▶ **What you have to do**: Reproduce the lines below from the one that contains "Updated browser tests to be less flaky" through the end, inclusive, and add nothing.

▶ **Data for this exercise**:

:::

PR #19701, opened 2024-02-15
Updated browser tests to be less flaky

9larsons:
no refs

- Offers browser tests were subject to a race condition. I'm guessing this dates back to when we moved to Settings X (and React), as it seems the url for the offer is not present on the first render of the page - despite being returned in the `POST` request of the offer creation, the component does a `GET` on render to get the link. This is now awaited.
- The Publishing timezone test also seemed to suffer from a race condition. This is less sure of a fix as it's a much less frequent failure. The date time picker input is now validated in the test before continuing.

:::

▶ **Completed exercise**:
Updated browser tests to be less flaky

9larsons:
no refs

- Offers browser tests were subject to a race condition. I'm guessing this dates back to when we moved to Settings X (and React), as it seems the url for the offer is not present on the first render of the page - despite being returned in the `POST` request of the offer creation, the component does a `GET` on render to get the link. This is now awaited.
- The Publishing timezone test also seemed to suffer from a race condition. This is less sure of a fix as it's a much less frequent failure. The date time picker input is now validated in the test before continuing.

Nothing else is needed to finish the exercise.